◆ GOAL OF THE EXERCISE: Please copy exactly the lines that run from the start of the entries to the line containing "array order inputs?", inclusive.

[Collected data entries]
Issue #342, opened 2020-11-19
Multi-dimensional lookup tables must be passed to ExtraCoords in world order


Cadair:
This is following on from https://github.com/sunpy/ndcube/pull/327#discussion_r526960030. Due to perfectly sensible design decisions in the `LookupTableCoord` layer of the new `ExtraCoords` stack, currently when calling `ExtraCoords.add_coordinate` is called the `lookup_table` argument must be in world order if it is multi-dimensional, i.e transposed with respect to the `NDCube` data array.

We probably want to change this to automatically transpose, but doing that in the `add_coordinate` method is a little fiddily and needs some thought.

DanRyanIrish:
@Cadair, is the main challenges here is that the `ExtraCoords` object, just like a `WCS`, has no knowledge of the data array?  And therefore, there's no obvious way for it to interpret array order inputs?

If so, then why not add an `add_extra_coord` method to `NDCube` which takes the inputs in array order, uses `NDCube`'s knowledge of both the `data` and `extra_coords` to convert them to `ExtraCoords` world order, and then hand them off to `ExtraCoord.add`?

At first glance, this might seem like it's cluttering the `NDCube` API and a self-contained `ExtraCoords` API is preferable.  However, one could argue that cases like this, requiring knowledge of both the data and coordinates, are exactly what `NDCube` is designed for!  And so an `add_extra_coord` is in fact perfectly within the scope of the `NDCube` API.

Cadair:
Note to self: You now have to specify the array axes in world order as well as the array. It's at least consistent but still crazy talk.

Cadair:
Just a note, as of #414 this is now irrelevant until #416 is fixed.

PR #352, opened 2020-11-23
Update docs for 2.0

### LINKED ISSUE #289: Documentation for ndcube 2
This is a generic placeholder for the large documentation rebuild needed for 2.0.

I also wrote this: https://demo.codimd.org/54dm5gPMQmmJux6fV-3AOQ# the other day which might have a home in the docs.

DanRyanIrish:
Fixes #289 

To Do
- [x] Update NDCubeSequence slicing figure
- [x] Make docs render plots in visualization section where appropriate
- [x] Resolve best way to handle duplicate code-blocks
- [x] Determine how to hide repeated code-blocks where needed for doctests but may not be needed for user readability


docs/data_classes.rst
```diff
@@ -0,0 +1,301 @@
+.. _data_classes:
+
+============
+Data Classes
```
Cadair, line 4: I worry a little about the use of "data classes" here given that [`dataclasses`](https://docs.python.org/3/library/dataclasses.html) are now a thing in the standard library.

Should we just call them "classes", "objects" or "types"?

docs/data_classes.rst
```diff
@@ -0,0 +1,301 @@
...
+
+Now let's create an `astropy.wcs.WCS` object.  Let the first world axis be wavelength, the second be helioprojective longitude, the third be helioprojective latitude. Remember that due to convention, the order WCS axes is reversed relative to the data array.  This means that the first two array axes will correspond to helioprojective latitude and longitude and the third to wavelength.
+
+.. code-block:: python
+
+  >>> import astropy.wcs
+  >>> wcs_input_dict = {
+  ... 'CTYPE1': 'WAVE    ', 'CUNIT1': 'Angstrom', 'CDELT1': 0.2, 'CRPIX1': 0, 'CRVAL1': 10, 'NAXIS1': 5,
+  ... 'CTYPE2': 'HPLT-TAN', 'CUNIT2': 'deg', 'CDELT2': 0.5, 'CRPIX2': 2, 'CRVAL2': 0.5, 'NAXIS2': 4,
+  ... 'CTYPE3': 'HPLN-TAN', 'CUNIT3': 'deg', 'CDELT3': 0.4, 'CRPIX3': 2, 'CRVAL3': 1, 'NAXIS3': 3}
```
Cadair, line 32: Would it not be cleaner to use the `WCS` API for this rather than constructing a dict?

docs/data_classes.rst
```diff
@@ -0,0 +1,301 @@
...
+  >>> data0 = np.ones((3, 4, 5))
+  >>> data1 = data0 * 2
+  >>> data2 = data1 * 2
+
+  >>> # Define WCS object for all cubes.
+  >>> import astropy.wcs
+  >>> wcs_input_dict = {
+  ... 'CTYPE1': 'WAVE    ', 'CUNIT1': 'Angstrom', 'CDELT1': 0.2, 'CRPIX1': 0, 'CRVAL1': 10, 'NAXIS1': 5,
+  ... 'CTYPE2': 'HPLT-TAN', 'CUNIT2': 'deg', 'CDELT2': 0.5, 'CRPIX2': 2, 'CRVAL2': 0.5, 'NAXIS2': 4,
+  ... 'CTYPE3': 'HPLN-TAN', 'CUNIT3': 'deg', 'CDELT3': 0.4, 'CRPIX3': 2, 'CRVAL3': 1, 'NAXIS3': 3}
```
Cadair, line 106: same comment as above.

docs/data_classes.rst
```diff
@@ -0,0 +1,301 @@
...
+  >>> my_sequence.cube_like_array_axis_physical_types
+  [('custom:pos.helioprojective.lat', 'custom:pos.helioprojective.lon'),
+   ('custom:pos.helioprojective.lat', 'custom:pos.helioprojective.lon'),
+   ('em.wl',)]
+
+Explode Along Axis
+------------------
+During analysis of some data - say of a stack of images - it may be
+necessary to make some different fine-pointing adjustments to each
+image that isn't accounted for the in the original WCS translations,
```
Cadair, line 168: While this is certainty the point of this method, I do worry about how easy this would be *in general* with APE 14. We should at least test this works with FITS-WCS

docs/data_classes.rst
```diff
@@ -0,0 +1,301 @@
...
+
+Note that an `~ndcube.NDCubeSequence` can be exploded along any axis.  A common axis need not be defined.
+
+To learn how to slice `~ndcube.NDCubeSequence` instances and manipulate sequence coordinates, the :ref:`sequence_slicing` and :ref:`sequence_coordinates` sections.
+
+.. _ndcollection:
+
+NDCollection
+============
+`~ndcube.NDCollection` is a container class for grouping `~ndcube.NDCube` or `~ndcube.NDCubeSequence` instances in an unordered way like in a Python `dict`.  `~ndcube.NDCollection` therefore is differs from `~ndcube.NDCubeSequence` in that the objects contained are not considered to be in any order, are not assumed to represent measurements of the same physical property, and they can have different dimensionalities.  However `~ndcube.NDCollection` is more powerful than a simple `dict` because it enables us to identify axes that are aligned between the objects and hence provides some limited slicing functionality.  (See :ref:`collection_slicing` to for more on slicing.)
```
Cadair, line 205: Python dicts are kina ordered these days.

Cadair, line 205: One line per sentence please.

docs/data_classes.rst
```diff
@@ -0,0 +1,301 @@
...
+
+One possible application of `~ndcube.NDCollection` is linking observations with derived data products.  Let's say we have a 3D `~ndcube.NDCube` representing space-space-wavelength.  Then let's say we fit a spectral line in each pixel's spectrum and extract its linewidth.  Now we have a 2D spatial map of linewidth with the same spatial axes as the original 3D cube.  There is a clear relationship between these two objects and so it makes sense to store them together.  An `~ndcube.NDCubeSequence` is not appropriate here as the physical properties represented by the two objects is different, they do not have an order within their common coordinate space, and they do not have the same dimensionality.  Instead let's use an `~ndcube.NDCollection`.
```
Cadair, line 207: One line per sentence

docs/data_classes.rst
```diff
@@ -0,0 +1,301 @@
...
+
+.. code-block:: python
+
+  >>> my_collection.aligned_axis_physical_types  # doctest: +SKIP
+  [('custom:pos.helioprojective.lon', 'custom:pos.helioprojective.lat'), ('custom:pos.helioprojective.lon', 'custom:pos.helioprojective.lat')]
+
+This returns the a `list` of `tuple` giving the physical types that correspond to each aligned axis.  For each aligned axis, only physical types are associated with all the cubes in the collection are returned.  Note that there is no there is no requirement that all aligned axes must represent the same physical types.  They just have to be the same length.  Therefore, is it possible that this property returns no physical types.
+
+The real power behing `~ndcube.NDCollection.aligned_axes` is that is enables all objects within the `~ndcube.NDCollection` to be sliced along the aligned axes simultaneously form the `~ndcube.NDCollection` level.  This allows users to quickly and accurately crop their entire data set to a region of interest, thereby speeding up their analysis workflow.  See the :ref:`collection_slicing` to see this in action.
```
Cadair, line 296: provide an example of this?

Cadair (commented):
A few general points:

A lot of the method documentation isn't working, I think it's issues with the way our class inheritance is setup. This means both for the class docstrings and the links.

Please use one line per sentence for narrative docs, LaTeX style.

docs/data_classes.rst
DanRyanIrish: I think `Data Objects` is fine.  I wanted to use `Data` to distinguish `NDCube`, `NDCubeSequence` and `NDCollection` from the coordinate objects like `Global Coords`, `ExtraCoords` and other used by `ndcube`.  Another option could be `ND Objects`.  So those three are members of the ND family.

docs/data_classes.rst
DanRyanIrish: This is in API I always use.  Feel free to suggest an alternative.

docs/data_classes.rst
DanRyanIrish: Examples are shown in the slicing section of the docs.

docs/introduction.rst
```diff
@@ -3,49 +3,35 @@ An Introduction to ndcube
...
...el coordinate objects into the realm of ndcube. This includes astropy's SkyCoord object which combines coordinate and reference frame information to give users a full description of their coordinates.  However users can continue to deal with raw coordinate values without reference frame information if they so choose.  ndcube's visualisation code has been rewritten to exclusively use WCSAxes, tremendously simplifying it’s implementation, at the expense of some flexibility.  However, it also allows for a more complete and accurate representation of coordinates along plot axes and animations.  Extra_coords has been completely re-written to serve as an extra WCS, which can be readily constructed from lookup tables.  This enables users to easily combine the extra_coords and WCS coords and to utilize the WCSAxes infrastructure for visualizing extra_coords in their plots.  Finally, a new `~ndcube.GlobalCoords` class can to hold coordinates that do not refer to any axis.  This is particularly useful when the dimensionality of an `~ndcube.NDCube` is reduced by slicing.  The value of a coordinate at the location along the dropped axis at which the `~ndcube.NDCube` was sliced can be retained.
```
hayesla, line 37:
```suggestion
The main feature of ndcube 2.0 is the removal and upstreaming of all the specific WCS handling code to astropy and the use of the astropy's generalised wcsapi.  This has the consequence of bringing high-level coordinate objects into the realm of ndcube. This includes astropy's ~astropy.coordinates.SkyCoord object which combines coordinate and reference frame information to give users a full description of their coordinates.  However users can continue to deal with raw coordinate values without reference frame information if they so choose.  ndcube's visualisation code has been rewritten to exclusively use WCSAxes, tremendously simplifying it’s implementation, at the expense of some flexibility.  However, it also allows for a more complete and accurate representation of coordinates along plot axes and animations.  Extra_coords has been completely re-written to serve as an extra WCS, which can be readily constructed from lookup tables.  This enables users to easily combine the extra_coords and WCS coords and to utilize the WCSAxes infrastructure for visualizing extra_coords in their plots.  Finally, a new `~ndcube.GlobalCoords` class can to hold coordinates that do not refer to any axis.  This is particularly useful when the dimensionality of an `~ndcube.NDCube` is reduced by slicing.  The value of a coordinate at the location along the dropped axis at which the `~ndcube.NDCube` was sliced can be retained.
```

docs/data_classes.rst
Cadair:
```python
wcs = WCS(naxis=3)
wcs.wcs.ctype = 'WAVE', 'HPLT-TAN', 'HPLN-TAN'
wcs.wcs.cunit = 'Angstrom', 'deg', 'deg'
...
```
etc.

docs/introduction.rst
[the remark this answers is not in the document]
hayesla: also link to extra_coords

docs/installation.rst
```diff
@@ -1,6 +1,8 @@
-============
-Installation
-============
+.. _installation::
+
+=================
+Installing ndcube
+=================
 
 ndcube requires Python 3.5+, SunPy 0.9+, astropy and matplotlib.
```
hayesla, line 7: SunPy 0.9+? also what version of Astropy - surely a newer one >4.0?

docs/data_classes.rst
Cadair: I did miss that, but I do wonder if it's worth a very terse example in line?

docs/data_classes.rst
```diff
@@ -0,0 +1,301 @@
+.. _data_classes:
+
+============
+Data Classes
+============
+ndcube provides its features via its data classes: `~ndcube.NDCube`, `~ndcube.NDCubeSequence` and `~ndcube.NDCollection`.  This section describes the purpose of each and how they are structured and instantiated.  To learn how to slicem visualize and perform coordinate transformations with these classes, see the :ref:`slicing`, :ref:`plotting` and :ref:`coordinates` sections.
```
hayesla, line 6:
```suggestion
ndcube provides its features via its data classes: `~ndcube.NDCube`, `~ndcube.NDCubeSequence` and `~ndcube.NDCollection`.  This section describes the purpose of each and how they are structured and instantiated.  To learn how to slice, visualize, and perform coordinate transformations with these classes, see the :ref:`slicing`, :ref:`plotting` and :ref:`coordinates` sections.
```

docs/data_classes.rst
hayesla: I think `Data Objects` sounds good

docs/data_classes.rst
```diff
@@ -0,0 +1,301 @@
...
+
+.. _ndcube:
+
+NDCube
+======
+ndcube's primary data class is `~ndcube.NDCube`.  It's designed for managing a single data array and set of WCS transformations.  `~ndcube.NDCube` provides unified slicing, visualization, coordinate conversion APIs as well as APIs for inspecting the data, coordinate transformations and metadata. `~ndcube.NDCube` does this in a way that is not specific to any number or physical type of axis.  It can therefore be used for any type of data (e.g. images, spectra, timeseries, etc.) so long as those data are represented by an array and a set of WCS transformations. Moreover, `~ndcube.NDCube` is agnostic to the fundamental array type in which the data is stored, as long as it behaves like a numpy array.
```
hayesla, line 12: if data objects then reword here

```suggestion
ndcube's primary data object is `~ndcube.NDCube`.  It's designed for managing a single data array and set of WCS transformations.  `~ndcube.NDCube` provides unified slicing, visualization, coordinate conversion APIs as well as APIs for inspecting the data, coordinate transformations and metadata. `~ndcube.NDCube` does this in a way that is not specific to any number or physical type of axis.  It can therefore be used for any type of data (e.g. images, spectra, timeseries, etc.) so long as those data are represented by an array and a set of WCS transformations. Moreover, `~ndcube.NDCube` is agnostic to the fundamental array type in which the data is stored, as long as it behaves like a numpy array.
```

docs/data_classes.rst
```diff
@@ -0,0 +1,301 @@
...
+Meanwhile, the WCS object can be any class, as long as it adhere's to the AstroPy `wcsapi (APE 14) <https://docs.astropy.org/en/stable/wcs/wcsapi.html>`_ specification. These features and flexibility make `~ndcube.NDCube` ideal for subclassing when creating tools for specific data types of data.  It enables developers and scientists to focus on developing the tools needed for their specific research while leveraging standarized APIs for non-data-type-specific functionalities (e.g. slicing).
```
hayesla, line 13:
```suggestion
Meanwhile, the WCS object can be any class, as long as it adhere's to the AstroPy `wcsapi (APE 14) <https://docs.astropy.org/en/stable/wcs/wcsapi.html>`_ specification. These features and flexibility make `~ndcube.NDCube` ideal for subclassing when creating tools for specific data types of data.  It enables developers and scientists to focus on developing the tools needed for their specific research while leveraging standarized APIs for generic array functionalities (e.g. slicing).
```

docs/data_classes.rst
```diff
@@ -0,0 +1,301 @@
...
+Initialize an NDCube
+--------------------
+To initialize the most basic `~ndcube.NDCube` object, we need is a `numpy.ndarray`-like array containing the data and an APE-14-compliant WCS object (e.g. `astropy.wcs.WCS`) describing the coordinate transformations to and from array-elements. Let's create a 3-D array of data with shape ``(3, 4, 5)`` where every value is 1.
+
+.. code-block:: python
+
+  >>> import numpy as np
+  >>> data = np.ones((3, 4, 5))
+
+Now let's create an `astropy.wcs.WCS` object.  Let the first world axis be wavelength, the second be helioprojective longitude, the third be helioprojective latitude. Remember that due to convention, the order WCS axes is reversed relative to the data array.  This means that the first two array axes will correspond to helioprojective latitude and longitude and the third to wavelength.
```
hayesla, line 24: I think it would be good to give a real world example of what this would be. For example, this could be a data cube which represents 5 images at 5 different wavelengths lalalala...

docs/data_classes.rst
```diff
@@ -0,0 +1,301 @@
...
+  >>> input_wcs = astropy.wcs.WCS(wcs_input_dict)
+
+Now we can create an `~ndcube.NDCube`.
+
+.. code-block:: python
+
+  >>> from ndcube import NDCube
+  >>> my_cube = NDCube(data, input_wcs)
+
+The data array is stored in ``mycube.data`` while the WCS object is stored in ``my_cube.wcs``.  However, when manipulating/slicing the data it is better to slice the object as a whole.  (See section on :ref:`ndcube_slicing`.)  So the ``.data`` attribute should only be used to access specific raw data values.
```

◆ TASK OUTPUT:
Issue #342, opened 2020-11-19
Multi-dimensional lookup tables must be passed to ExtraCoords in world order


Cadair:
This is following on from https://github.com/sunpy/ndcube/pull/327#discussion_r526960030. Due to perfectly sensible design decisions in the `LookupTableCoord` layer of the new `ExtraCoords` stack, currently when calling `ExtraCoords.add_coordinate` is called the `lookup_table` argument must be in world order if it is multi-dimensional, i.e transposed with respect to the `NDCube` data array.

We probably want to change this to automatically transpose, but doing that in the `add_coordinate` method is a little fiddily and needs some thought.

DanRyanIrish:
@Cadair, is the main challenges here is that the `ExtraCoords` object, just like a `WCS`, has no knowledge of the data array?  And therefore, there's no obvious way for it to interpret array order inputs?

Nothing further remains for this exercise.